Born in New York to a Catholic mother and a father who converted to Catholicism from Judaism, Gordon was raised in a strict religious environment and at one time considered becoming a nun. She attended Barnard College and in 1979 published her first novel, FINAL PAYMENTS. She followed that a year later with THE COMPANY OF WOMEN, both books exploring the challenges faced by young Catholic women as they make their way in the larger, secular world. Her other novels include MEN & ANGELS (1985), THE OTHER SIDE (1989), SPENDING (1998), and PEARL (2005), the story of an Irish-American mother forced to reexamine her faith and political ideals as her daughter slowly starves herself during a hunger strike in Ireland.

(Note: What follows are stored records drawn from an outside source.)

PR #359, opened 2026-04-26
send 224x224 detection crop alongside full frame

MateoLostanlen:
## Summary
- Engine now uploads a tight square crop around the detection bbox in addition to the full frame, so users can confirm/dismiss smoke much faster from the dashboard without panning the full image.
- Crop is taken on the original (pre-resize) frame: 20% padding on the largest bbox dim, squared, clamped to image borders, then resized to 224×224 (JPEG q=95 if downscaling, q=100 with no chroma subsampling otherwise).
- Forwarded to `pyroclient.create_detection` via a new `crop=` kwarg.

## Depends on
- API + `pyroclient` change: https://github.com/pyronear/pyro-api/pull/575

Until that PR is merged and the lockfile is bumped, alert uploads will raise `TypeError` — do **not** merge in isolation.


fe51 (approved):
thanks @MateoLostanlen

With the THE SHADOW MAN: A DAUGHTER'S SEARCH FOR HER FATHER (1996), Gordon turned her attention to her own family, examining the mysterious and complicated life of her father, a Jewish convert to Catholicism who died when she was 7, leaving behind a web of lies and half-truths about his past.
Gordon is also the author of three novellas, collected in THE REST OF LIFE, a book of short stories, TEMPORARY SHELTER (1987), two collections of essays, GOOD BOYS & DEAD GIRLS (1992) and SEEING THROUGH PLACES (2003), and a 2000 biography of Joan of Arc.
She has received the Lila Acheson Wallace Reader's Digest Award and a Guggenheim Fellowship, and is a three-time recipient of the O. Henry Award for best short story.
Gordon currently teaches literature and writing at Barnard College.